• _DIRECTIONS_
Line count for the string "type" in the records below: report that figure and nothing else.

• _RECORDS FOR THIS EXERCISE_
-- Opening Marker --

PR #3262, opened 2022-05-23
Record typing test

matthewhammer:
Reproduces a bug in the lowering or other front-end phases of the compiler, where the initial type-check passes, but post lowering, the IR does not carry enough type information to check anymore (my best guess).

Thanks to @ninegua for reporting to the team Slack today, based on another dev's comment.

I'm not committing the new test outcome, because it's erroneous.

This message appears:
```
(unknown location): IR type error [M0000], subtype violation:
  {var myList : List<None>}
  {var myList : List<Nat>}
```

### DIFF
--- a/test/run/records.mo
+++ b/test/run/records.mo
@@ -23,3 +23,7 @@ assert(rec3.y == y);
 assert(rec3.z == 13);
 assert(rec3.a == 4);
 assert(rec3.b == 5);
+
+type List<X> = ?(X, List<X>);
+func nil<X>() : List<X> = null;
+let rec4 : { var myList : List<Nat> } = { var myList = nil() };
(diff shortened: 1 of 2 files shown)


test/run/records.mo
```diff
@@ -23,3 +23,7 @@ assert(rec3.y == y);
 assert(rec3.z == 13);
 assert(rec3.a == 4);
 assert(rec3.b == 5);
+
+type List<X> = ?(X, List<X>);
+func nil<X>() : List<X> = null;
+let rec4 : { var myList : List<Nat> } = { var myList = nil() };
```
nomeata, line 29: Probably better putting that regression tests into its own file (`issue3265.mo` maybe).

crusso:
Investigating...

test/run/records.mo
crusso: Done as part of #3268

crusso:
(Closing - fixed in #3268)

-- Closing Marker --

• _REPLY_
4